Se c’è una cosa che l’ex Guardasigilli sa fare è muovere i  fili della politica. Dopo anni di isolamento, non solo è riuscito a tornare in pista conquistando nel 2016 Palazzo Mosti e portando in Senato la consorte Sandra Lonardo, ma è in pochi mesi diventato determinante a Napoli come a Roma.

Lo dichiara in un’intervista a Valentino Di Giacomo sul Mattino: “O si fa un accordo totale organico in tutta la regione o mi tiro fuori”.

Per il sindaco di Benevento “ogni intesa andrebbe cercata a partire dalle liste che hanno portato alla vittoria di Vincenzo De Luca solo pochi mesi fa, dopo possono aggiungersi altri”.

Mastella è diventato ago della bilancia anche a Napoli, dove per le Comunali il Pd è al lavoro con il M5S.

A Benevento invece il Pd è spaccato in due letteralmente, finanche in consiglio comunale dove proprio oggi sarà formalizzato un nuovo gruppo PD, quello dei  decariani di ferro. Mentre il M5S di accordo con Mastella non vuol proprio sentir parlare.

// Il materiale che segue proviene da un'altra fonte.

PR #184, opened 2021-06-29
[WIP] refactor `__repr__` and `__str__` of `OptimizationResult` and `QuadraticProgram`

### LINKED ISSUE #77: Add textual representations to optimization objects

t-imamichi:
### Summary

Note:
This PR is almost ready, but it gets larger than I expected.
So I will split this into three PRs to make review easier.

- [x] #366
- [ ] #369
- [ ] adds `__str__` and `__repr__` to `QuantumProgram` and update all tutorials
-----------

Refactor existing `__repr__` and `__str__` to comply with Python's convention.
I implement a simpler format `QuadraticProgram.__str__` than LP format because it does not look intuitive especially quadratic terms (it requires 1/2, e.g, `obj: 2 x + 3 y + [ 2 x*u ]/2`) and variable types.
If users need the exact LP format, they can use `export_as_lp_string()` via docplex.
This is the [spec of LP format](https://www.ibm.com/docs/en/icos/20.1.0?topic=cplex-lp-file-format-algebraic-representation).

> `object.__repr__(self)`
> Called by the repr() built-in function to compute the “official” string representation of an object. If at all possible, this should look like a valid Python expression that could be used to recreate an object with the same value (given an appropriate environment). If this is not possible, a string of the form <...some useful description...> should be returned.
https://docs.python.org/3/reference/datamodel.html#object.__repr__

> `object.__str__(self)`
> Called by str(object) and the built-in functions format() and print() to compute the “informal” or nicely printable string representation of an object. The return value must be a string object.
https://docs.python.org/3/reference/datamodel.html#object.__str__

Fixes #77 

TODO
- [x] Unit test
- [x] Discussion of format
- [x] Check tutorials that use the current `__repr__`.
- [ ] Reno

### Details and comments

Update (July 2, 2021): I updated the format based on the discussion https://github.com/Qiskit/qiskit-optimization/pull/184#issuecomment-872326583

```python
from qiskit_optimization.problems import QuadraticProgram

qp = QuadraticProgram('problem 1')
qp.integer_var(-1, 2, 'x')
qp.integer_var(-1, 2, 'y')
qp.continuous_var(-1, name='z')
qp.binary_var('u')
qp.binary_var_list(10)
qp.integer_var_list(3)
qp.continuous_var_list(3)
qp.minimize(constant=3, linear={'x': 2, 'y': 3}, quadratic={('u', 'x'): -1})
qp.linear_constraint({'x': 1, 'y': -2}, '>=', 2, name='lin_GE')
qp.linear_constraint({'x': 2, 'y': -1}, '==', 1, name='lin_EQ')
qp.quadratic_constraint({'x': 1, 'u': 1}, {(3, 4): 1, (5, 6): -1}, '<=', 1, name='quad_LE')
qp.quadratic_constraint({'x': 2, 'y': -1}, {('z', 'z'): -1}, '<=', 1)
print("repr:", repr(qp))
print()
print(qp)

qp = QuadraticProgram('problem 2')
qp.binary_var('x')
qp.integer_var(-1, 2, 'y')
qp.maximize(quadratic={('x', 'y'): 1})
qp.linear_constraint({'x': 1, 'y': -1}, '<=', 1)
print("repr:", repr(qp))
print()
print(qp)

qp = QuadraticProgram('problem 3')
qp.binary_var('x')
qp.integer_var(-1, 2, 'y')
qp.maximize(quadratic={('x', 'y'): 1})
print("repr:", repr(qp))
print()
print(qp)

qp = QuadraticProgram()
print("repr:", repr(qp))
print()
print(qp)
```

```
repr: <QuadraticProgram at 0x7fb90312e5b0: name='problem 1', obj_sense=minimize, num_variables=20, num_constraints=4>

Problem name: problem 1

Minimize
  -x * u + 2x + 3y + 3

Subject to
  Linear constraints (2)
    x - 2y >= 2  'lin_GE'
    2x - y == 1  'lin_EQ'

  Quadratic constraints (2)
    u * x4 - x5 * x6 + x + u <= 1  'quad_LE'
    -z^2 + 2x - y <= 1  'q1'

  Integer variables (5)
    -1 <= x <= 2
    -1 <= y <= 2
    0 <= x14
    0 <= x15
    0 <= x16

  Continuous variables (4)
    -1 <= z
    0 <= x17
    0 <= x18
    0 <= x19

  Binary variables (11)
    u x4 x5 x6 x7 x8 x9 x10 x11 x12 x13

repr: <QuadraticProgram at 0x7fb8e20c0520: name='problem 2', obj_sense=maximize, num_variables=2, num_constraints=1>

Problem name: problem 2

Maximize
  x * y

Subject to
  Linear constraints (1)
    x - y <= 1  'c0'

  Integer variables (1)
    -1 <= y <= 2

  Binary variables (1)
    x

repr: <QuadraticProgram at 0x7fb8e20c0d30: name='problem 3', obj_sense=maximize, num_variables=2, num_constraints=0>

Problem name: problem 3

Maximize
  x * y

Subject to
  No constraints

  Integer variables (1)
    -1 <= y <= 2

  Binary variables (1)
    x

repr: <QuadraticProgram at 0x7fb8e20c0cd0: name='', obj_sense=minimize, num_variables=0, num_constraints=0>

Problem name: 

Minimize
  0

Subject to
  No constraints

  No variables

```

LP format of "problem 1" is as follows. I think 1/2 of the quadratic terms and variable types are not intuitive. `Generals` means integer variables and neither `Binaries` nor `Generals` means continuous variables.
```
# This PR
Problem name: problem 1

Minimize
  -x * u + 2x + 3y + 3

Subject to
  Linear constraints (2)
    x - 2y >= 2  'lin_GE'
    2x - y == 1  'lin_EQ'

  Quadratic constraints (2)
    u * x4 - x5 * x6 + x + u <= 1  'quad_LE'
    -z^2 + 2x - y <= 1  'q1'

  Integer variables (5)
    -1 <= x <= 2
    -1 <= y <= 2
    0 <= x14
    0 <= x15
    0 <= x16

  Continuous variables (4)
    -1 <= z
    0 <= x17
    0 <= x18
    0 <= x19

  Binary variables (11)
    u x4 x5 x6 x7 x8 x9 x10 x11 x12 x13
```
```
# LP format
\Problem name: problem 1

Minimize
 obj: 2 x + 3 y + [ - 2 x*u ]/2 + 3
Subject To
 lin_GE: x - 2 y >= 2
 lin_EQ: 2 x - y = 1
 quad_LE: [ u*x4 - x5*x6 ] + x + u <= 1
 q1: [ - z^2 ] + 2 x - y <= 1

Bounds
 -1 <= x <= 2
 -1 <= y <= 2
 -1 <= z
 0 <= u <= 1
 0 <= x4 <= 1
 0 <= x5 <= 1
 0 <= x6 <= 1
 0 <= x7 <= 1
 0 <= x8 <= 1
 0 <= x9 <= 1
 0 <= x10 <= 1
 0 <= x11 <= 1
 0 <= x12 <= 1
 0 <= x13 <= 1

Binaries
 u x4 x5 x6 x7 x8 x9 x10 x11 x12 x13

Generals
 x y x14 x15 x16
End
```


woodsp-ibm:
Do we need the extra space around constant multipliers e.g. `x * u + 2 x + 3 y` would it be easier to read as `x * u + 2x  + 3y`?

For binary variables do we need the bounds i.e. `0 <= u <= 1: binary` would simply saying `u: binary` suffice - or maybe we need to be explicit that the binary values are 0 and 1?

In LP format I see it uses [ ] (square brackets around some parts. Is that to highlight quadratic components in the expression? Not knowing the format it does look a little odd to me though - if that's what its for I can see its simpler without as you have.

It will be good to make the repr do what its expected - currently with exceptions when it refers back to QP they print that long LP string which seems out of place.

t-imamichi:
Thank you for your feedback.

1. Yes, I will remove the extra space around multipliers.
2. Yes, I will simplify binary variables by removing the range.
3. Yes, LP format uses [ ] to highlight quadratic terms [spec](https://www.ibm.com/docs/en/icos/20.1.0?topic=representation-quadratic-terms-in-lp-file-format). I think my current format without [ ] looks simpler.
4. Agree. I want to make `repr` short but informative. What do you think of my current format? `<QuadraticProgram: name=test, sense=minimize, num_variables=(bin=1, int=2, cont=1), num_constraints=(lin=2, quad=1)>`

woodsp-ibm:
> Yes, LP format uses [ ] to highlight quadratic terms spec. I think my current format without [ ] looks simpler.
I agree its simpler without if they add no real value

> Agree. I want to make repr short but informative. What do you think of my current format
It looked fine to me.

And in looking more at what you include in the repr - counts - I wonder if that might be helpful in the string too

Here since the items have a numeric suffix in the key, and will be in order, the count is simply the max_index of c or q plus 1 for the respective constraints (I guess q is for quadratic - and I assume l is not used for linear for reasons that lowercase L is not used in variable names - c I guess has some commonly known meaning)
```
Subject to
  c0: x - 2 y >= 2
  c1: 2 x - y == 1
  q0: - x * y + 2 x - y <= 1
```  
However in this section there are no numerics like that to aid counting. While the example below is small, and easy enough to count manually
```
Variables
  -1 <= x <= 2: integer
  -1 <= y <= 2: integer
  0 <= u <= 1: binary
  -1 <= z: continuous
```
I wonder if something like this might be helpful for when problems get bigger and its not so easy
```
Variables: 4 total (2 integer, 1 binary, 1 continuous)
  -1 <= x <= 2: integer
  -1 <= y <= 2: integer
  0 <= u <= 1: binary
  -1 <= z: continuous
 ```  
While something like the above could be done with the constraints too it seemed with the numeric part in the key listing them might easily suffice. Of course one could use numeric indexes here and make it more like
```
Variables
  i0: -1 <= x <= 2
  i1: -1 <= y <= 2
  b0: 0 <= u <= 1
  c0: -1 <= z
```

**Comment by t-imamichi** [comment]
The keys of constraints (e.g., c1, q1) are names of constraints. If users don't define name, we assign the default name "c" (linear) or "q" (quadratic) + number. If users assign the constraint names, they appear as keys. In case of variables, "x", "y" are names. So, I don't think we need to add additional index i1 or b0. 
The constraint format is as follows.
```
(constraints)
  name: lhs sense rhs

(integer or continuous variables)
  lb <= name <= ub: type

(binary variables)
  name: type 
```

I'm removing the range of binary variables. So, it does not look well balanced. I'm thinking of moving variable type as a key.
```
Variables
  -1 <= x <= 2: integer
  -1 <= y <= 2: integer
  u: binary
  -1 <= z: continuous
```

idea
```
Variables
  integer:    -1 <= x <= 2
  integer:    -1 <= y <= 2
  binary:     u
  continuous: -1 <= z:
```

**Comment by woodsp-ibm** [comment]
Ok I did not realize those were the default names of the constraints. Sure your proposal for variables `type: range` seems fine. I think it would be nice though to have the summary on the `Variables` line e.g as I showed above `Variables: 4 total (2 integer, 1 binary, 1 continuous)` for when there are a lot of variables its handy - same for `Subject to` now then as the c0 etc are names it would be nice to say something like `Subject to: 2 linear and 4 quadratic constraints`

**Comment by t-imamichi** [comment]
I agree on the number of constraints. I will add these numbers later.

I made a large problem to see the appearance.
```python
from qiskit_optimization.problems import QuadraticProgram

qp = QuadraticProgram()
qp.integer_var(-1, 2, 'x')
qp.integer_var(-1, 2, 'y')
qp.binary_var('u')
qp.binary_var_list(10)
qp.integer_var_list(3)
qp.continuous_var_list(3)
qp.minimize(linear={'x': 2, 'y': 3}, quadratic={('u', 'x'): -1})
qp.linear_constraint({'x': 1, 'y': -2}, '>=', 2, name='lin_GE')
qp.linear_constraint({'x': 2, 'y': -1}, '==', 1, name='lin_EQ')
qp.quadratic_constraint({'x': 1, 'u': 1}, {(3, 4): 1, (5, 6): -1}, '<=', 1, name='quad_LE')
qp.continuous_var(-1, name='z')
qp.quadratic_constraint({'x': 2, 'y': -1}, {('z', 'z'): -1}, '<=', 1)
print(qp)
```

c3a2e2d + binary w/o range
```
Problem name: 

Minimize
  - x * u + 2 x + 3 y

Subject to
  lin_GE: x - 2 y >= 2
  lin_EQ: 2 x - y == 1
  quad_LE: x3 * x4 - x5 * x6 + x + u <= 1
  q1: - z^2 + 2 x - y <= 1

Variables
  -1 <= x <= 2: integer
  -1 <= y <= 2: integer
  u: binary
  x3: binary
  x4: binary
  x5: binary
  x6: binary
  x7: binary
  x8: binary
  x9: binary
  x10: binary
  x11: binary
  x12: binary
  0 <= x13: integer
  0 <= x14: integer
  0 <= x15: integer
  0 <= x16: continuous
  0 <= x17: continuous
  0 <= x18: continuous
  -1 <= z: continuous
```

I tried another format to move names behind and consolidate binary variables.
```
# format
## constraints
  lhs sense rhs (name)

## variables
### integer or continuous
  lb <= name <= ub (type) 
 
### binary
  var1 var2 ... var_k (binary)
```

```
Problem name: 

Minimize
  -x * u + 2x + 3y

Subject to
  x - 2y >= 2  (lin_GE)
  2x - y == 1  (lin_EQ)
  x3 * x4 - x5 * x6 + x + u <= 1  (quad_LE)
  -z^2 + 2x - y <= 1  (q1)

Variables
  -1 <= x <= 2  (integer)
  -1 <= y <= 2  (integer)
  0 <= x13  (integer)
  0 <= x14  (integer)
  0 <= x15  (integer)
  0 <= x16  (continuous)
  0 <= x17  (continuous)
  0 <= x18  (continuous)
  -1 <= z  (continuous)
  u x3 x4 x5 x6 x7 x8 x9 x10 x11 x12  (binary)
```

woodsp-ibm:
How about something like this. Save repeating the type, and can easily include the count (I assume the whole sub-section would be dropped if there nothing of that sort so you would never see a count of 0)
```
Subject to:
  Linear constraints (2)
    x - 2y >= 2  'lin_GE'
    2x - y == 1  'lin_EQ'
  Quadratic constraints (2)
    x3 * x4 - x5 * x6 + x + u <= 1  'quad_LE'
    -z^2 + 2x - y <= 1  'q1'

Variables:
  Integer (5)
    -1 <= x <= 2
    -1 <= y <= 2
    0 <= x13
    0 <= x14
    0 <= x15
  Continuous (4)
    0 <= x16
    0 <= x17
    0 <= x18
    -1 <= z
  Binary (11)
    u x3 x4 x5 x6 x7 x8 x9 x10 x11 x12
```

t-imamichi:
Thanks. It looks neat. It might be simpler to put variables in the same level as constraints as follows.
```
Subject to:
  Linear constraints (2)
    x - 2y >= 2  'lin_GE'
    2x - y == 1  'lin_EQ'

  Quadratic constraints (2)
    x3 * x4 - x5 * x6 + x + u <= 1  'quad_LE'
    -z^2 + 2x - y <= 1  'q1'

  Integer variables (5)
    -1 <= x <= 2
    -1 <= y <= 2
    0 <= x13
    0 <= x14
    0 <= x15

  Continuous variables (4)
    0 <= x16
    0 <= x17
    0 <= x18
    -1 <= z

  Binary variables (11)
    u x3 x4 x5 x6 x7 x8 x9 x10 x11 x12
```

t-imamichi:
I updated the format and added four examples in https://github.com/Qiskit/qiskit-optimization/pull/184#issue-680090051

adekusar-drl (commented):
Thanks a lot for taking care of this issue. May be I'm already late, but I'll share my experience and expectation from this PR/issue cause initially I was talking about string representation of the optimization objects.

The problem of string representation arose from debugging ADMM optimizer where we create a lot of various sub-problems. Since I'm a heavy user of the PyCharm debugger, I like when objects/variables look nice in the debugger view. Apparently, they must have `__str__` and `__repr__` implemented to be represented nicely in the debugger and here we get to the present issue and potential problems in the implementation.

Pycharm debugger relies on objects' internal methods and just calls `__str__` to get a textual representation. Thus, originally an instance of `QuadraticProgram` in the debugger had a DOcplex formatted text which was not too nice, there was a long comment at the beginning, and basically you saw nothing in the debugger, only the header. OK, with the PR it is definitely better. But this is how it looks like in the debugger:
```
Problem name: ex4\n\nMinimize\n  v + w + t\n\nSubject to\n  Linear constraints (2)\n    2v + 10w + t <= 3 'cons1'\n    v + w + t >= 2  'cons2'\n\n  Binary variables (3)\n    v w t\n
```
I guess you noticed "\n" and additional spaces. Yes, I understand why it is so and there's no a silver bullet to solve this problem: either you have a nice printed view, or you have a nice view in the debugger. I'd prefer to see something like `Min: x + y + z ^ 2, s.t. N constraints`. Where `N` is just a number of constraints. Or just the objective and that's it. No additional spaces, new lines, etc. Usually it is enough in the debugger. The drawback of this approach is obvious, you see just the objective and no information on constraints, variables.

The things become more complicated when we deal with lists in the debugger, e.g. a list of constraints in a problem. When `str(a_list)` is called you get `[repr(object1), repr(object2)]`. So, in the debugger both methods, `str` and `repr` should return something meaningful and short. On other hand, an output of `repr` should be a valid python code to recreate an object. And this makes an implementation of `__repr__` complicated. There's no need to see hex numbers in the debugger, like in a case of the default implementation, but a simple text output from `repr` violates python guidelines. In case of constrains of a problem, I'd like to see just a list of text expressions of the constraints.

Well, what is a takeaway from this long text? I think, a full text representation of `QP` and probably other optimization objects may be moved to a method like `pprint` or so, while `str` should return a short string with the objective expression. In case of constraints it is not so simple. Likely `str` should return just an expression, for `repr` we have choices.

t-imamichi:
Thank you for your detailed feedback. It is really useful. You appear in time :-)
I will check pycharm debugger and get back to you because I never tested this branch with pycharm debugger.

As for `repr`, it is preferable to be a valid python code, but we are allowed to use `<QP ....>` like expression according to the following statement.

> If this (a valid Python expression) is not possible, a string of the form <...some useful description...> should be returned.

https://docs.python.org/3/reference/datamodel.html#object.__repr__

adekusar-drl:
That's right, I think `<... some useful description ...>` is the best choice for `__repr__`, sort of compromise.

t-imamichi:
I tried Pycharm's debug mode. It uses `repr` for a list of objects, but uses `str` for a single object.
image

I think printing multiple lines makes the debug screen complicated. I think `str` should be one line as well as `repr`, but `str` can be more informative because `str` is not used for a list of objects.

How about the following idea?

Idea 1:
- str: `<QuadraticProgram at 0x7fb8e20c0520: name='problem 2', obj_sense=maximize, num_variables=2, num_constraints=1>`
- repr: `<QuadraticProgram at 0x7fb8e20c0520: name='problem 2'>`

Idea 2:
- str: `<QuadraticProgram:  name='problem 2', obj_sense=maximize, num_variables=2, num_constraints=1>`
- repr: `<QuadraticProgram: name='problem 2'>`

I'm wondering about the id part `0x7fb8e20c0520`. It is useful to check the identity of objects. But, it may not be so informative in general.

adekusar-drl:
> 
> 
> I tried Pycharm's debug mode. It uses `repr` for a list of objects, but uses `str` for a single object.

PyCharm uses `str` for all objects, but `list.__str__()` uses `repr()` on the list's elements. That's why it is slightly messy.
 
> I think printing multiple lines makes the debug screen complicated. I think `str` should be one line as well as `repr`, but `str` can be more informative because `str` is not used for a list of objects.

Exactly, this is what I realized some time ago with the original implementation!

> 
> How about the following idea?
> 
> Idea 1:
> 
>     * str: `<QuadraticProgram at 0x7fb8e20c0520: name='problem 2', obj_sense=maximize, num_variables=2, num_constraints=1>`
> 
>     * repr: `<QuadraticProgram at 0x7fb8e20c0520: name='problem 2'>`

I'd like to see objective and sense in the `str`. I guess problem names are not that important, but this is really subjective.

> 
> Idea 2:
> 
>     * str: `<QuadraticProgram:  name='problem 2', obj_sense=maximize, num_variables=2, num_constraints=1>`
> 
>     * repr: `<QuadraticProgram: name='problem 2'>`
> 
> 
> I'm wondering about the id part `0x7fb8e20c0520`. It is useful to check the identity of objects. But, it may not be so informative in general.

yeah, hex part may be convenient in some cases, but pretty rarely, I believe.

> 
> I implemented `to_str` function for detailed print out of a problem. We can discard it or leave it as a translator by renaming it `prettyprint`.

woodsp-ibm:
I see there is a quite old feature request here for it to use repr https://youtrack.jetbrains.com/issue/PY-35529 as an option. States VSCode does.

While I can see this is an aspect of designing things most users are not going to be debugging like this - hopefully! I can see the argument for having a more compact str than the multiline one originally proposed that as suggested it most likely better off as a separate method that has to be more explicitly called - such as `prettyprint` or `detailed_info` that returns a formatted string that you can print, save to disk or whatever.

I do think str should be more human friendly, which is what its supposed to be - even if its what PyCharm debugger shows. Something more like this perhaps (since parts ought to be obvious I dont think it needs to be name= etc but more informal like below.

> QuadraticProgram: 'my_problem', x+2yx > 0, maximize, 2 vars, 3 constraints` 

Maybe the objective expression can become very long hence perhaps that's not there. I do not think hex id is needed in str - its in the default repr so there I think is fine so you can see if its the same object instance or not.

t-imamichi:
@adekusar-drl @woodsp-ibm I tried to implement `repr` and `str` of variables, expressions, constraints and objectives as well as QP. I think this new text representation makes Pycharm's debugger more informative. I would like to hear your feedback.

Basic ideas:
- renamed `to_str(QP)->str` with `prettyprint(QP)->str` as @woodsp-ibm suggested https://github.com/Qiskit/qiskit-optimization/pull/184#issuecomment-890095478
- `repr`: `<class_name: prettyprint of expression>`
  - I followed the Python's convention `<...some useful description...>`. I added a class name because it is used for a list in Pycharm debugger and Pycharm debugger shows just `list` for a list. So, class names might be useful.
  - I added truncation with length 50 similar to [quantum_info's Pauli](https://qiskit.org/documentation/stubs/qiskit.quantum_info.Pauli.html). If the expression is too long, it is truncated, e.g., "x + y +...". It might be useful because Pycharm uses `repr` for a list.
- `str`: `prettyprint of expression` (no class name, no truncation)
  - I omit the class name because Pycharm's variable pane shows the class name
  - I disable truncation for `str` because Pycharm uses `str` for a single object. I think a long string does not interrupt other objects in the pane.
 
Details:
- Variable
  - `repr`: <Variable: {name} binary> or <Variable: {lowerbound} <= {name} <=  {upperbound} {variable type}>
    - I didn't truncate it because truncation might remove upper bound 
  - `str`: "{name} (binary)"  or "{lowerbound} <= {name} <=  {upperbound} ({variable type})"
- LinearExpression or QuadraticExpression or QuadraticObjective
  - `repr`: <{class name}: {prettyprint of expression with truncation}>
  - `str`: "{prettyprint of expression}"
- LinearConstraint or QuadraticConstraint
  - `repr`: <{class name}: {prettyprint of expression with truncation} '{constraint name}'>
  - `str`: "{prettyprint of expression} '{constraint name}'"
- QuadraticProgram
  - `repr`: <QuadraticProgram: {sense} {prettyprint of objective function with truncation}, {x} variables, {y} constraints, '{name}'>
  - `str`:  "{prettyprint of objective function with truncation} ({x} variables, {y} constraints, '{name})'

An example:
```python
from qiskit_optimization.problems import QuadraticProgram
from qiskit_optimization.translators.prettyprint import prettyprint

qp = QuadraticProgram('problem 1')
qp.integer_var(-1, 2, 'x')
qp.integer_var(-1, 2, 'y')
qp.continuous_var(-1, name='z')
qp.binary_var('u')
qp.binary_var('very_long_variable_' * 3)
qp.binary_var_list(10)
qp.integer_var_list(3)
qp.continuous_var_list(3)
qp.minimize(constant=3, linear={'x': 2, 'y': 3}, quadratic={('u', 'x'): -1})
qp.linear_constraint({'x': 1, 'y': -2}, '>=', 2, name='lin_GE')
qp.linear_constraint({'x': 2, 'y': -1}, '==', 1, name='lin_EQ')
qp.quadratic_constraint({'x': 1, 'u': 1}, {(3, 4): 1, (5, 6): -1}, '<=', 1, name='quad_LE')
qp.quadratic_constraint({'x': 2, 'y': -1}, {('z', 'z'): -1}, '<=', 1)
print(prettyprint(qp))
```

output:
```
Problem name: problem 1

Minimize
  -x * u + 2x + 3y + 3

Subject to
  Linear constraints (2)
    x - 2y >= 2  'lin_GE'
    2x - y == 1  'lin_EQ'

  Quadratic constraints (2)
    u * very_long_variable_very_long_variable_very_long_variable_ - x5 * x6 + x + u <= 1  'quad_LE'
    -z^2 + 2x - y <= 1  'q1'

  Integer variables (5)
    -1 <= x <= 2
    -1 <= y <= 2
    0 <= x15
    0 <= x16
    0 <= x17

  Continuous variables (4)
    -1 <= z
    0 <= x18
    0 <= x19
    0 <= x20

  Binary variables (12)
    u very_long_variable_very_long_variable_very_long_variable_ x5 x6 x7 x8 x9 x10 x11 x12 x13 x14
```

Pycharm's debug window
image

qiskit_optimization/problems/variable.py
```diff
@@ -148,3 +148,17 @@ def as_tuple(self) -> Tuple[str, Union[float, int], Union[float, int], VarType]:
             variable type.
         """
         return self.name, self.lowerbound, self.upperbound, self.vartype
+
+    def __repr__(self):
+        if self._vartype == VarType.BINARY:
+            return f"<Variable: {self._name} {self._vartype.name.lower()}>"
+        lowerbound = "" if self._lowerbound == -INFINITY else f"{self._lowerbound} <= "
+        upperbound = "" if self._upperbound == INFINITY else f" <= {self._upperbound}"
+        return f"<Variable: {lowerbound}{self._name}{upperbound} {self._vartype.name.lower()}>"
```
woodsp-ibm, line 157: Since repr is just str plus the Variable text you not do repr much easier as something like
```
return f"<Variable: {str(self)}>"
```
to save replicating the logic.

woodsp-ibm:
In general it looks fine to me. I see its failing due presumably to the new code added which does not yet have unit test coverage so the overall percentage dropped.

t-imamichi:
Yes, I still don't add any unit test yet. If we agree on the format, I will write unit tests.

adekusar-drl:
@t-imamichi Looks very nice to me! Thanks a lot for your efforts!

t-imamichi:
Thank you for your comments. I will write unit tests with this format.

qiskit_optimization/problems/variable.py
t-imamichi: Thanks. I will do it.

t-imamichi:
I'm working on adding unit tests gradually in another branch not to invoke CI.
https://github.com/t-imamichi/qiskit-optimization/compare/repr...t-imamichi:repr-test

t-imamichi:
TODO
- [] update PR description
- [ ] add reno
- [ ] add `QuadraticProgram.prettyprint`
- [ ] update tutorials

garrison:
One thing I've noticed about switching from `__repr__` to `__str__` is that Jupyter notebooks render the `__repr__` by default, rather than the `__str__`.  So instead of placing the expression at the end of the cell (e.g. `results`), you must explicitly display it (e.g. `print(results)`) if you want the human-readable version.

I think this might be part of what you mean by the following point but wanted to mention it explicitly:

> Check tutorials that use the current `__repr__`

t-imamichi:
Thank you for the information. I should check how jupyter renders objects as well as PyCharm and vscode do.

t-imamichi:
This PR is almost ready, but it gets larger than I expected.
So I will split this into three PRs to make review easier.

- [ ] adds `prettyprint`
- [ ] adds `__str__` and `__repr__` to problem related objects except `QuantumProgram`
- [ ] adds `__str__` and `__repr__` to `QuantumProgram` and update all tutorials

Certo che mi candiderò a sindaco di Benevento, ma  a questo punto non so con quale schema, dipende da quali saranno gli sviluppi“, spiega. E alla domanda del giornalista su un’ipotesi alleanza con i 5Stelle anche a Benevento risponde netto: “Mi dica lei perché non dovrebbero farlo. Hanno fatto incetta di voti al Sud e subito li hanno portati in dote a Salvini, poi hanno gridato per mesi contro il Pd definendolo” il partito di Bibbiano” e alla fine ci si sono alleati. Azzo, mi perdoni l’espressione tipicamente napoletana, vuol vedere che il problema sono io?”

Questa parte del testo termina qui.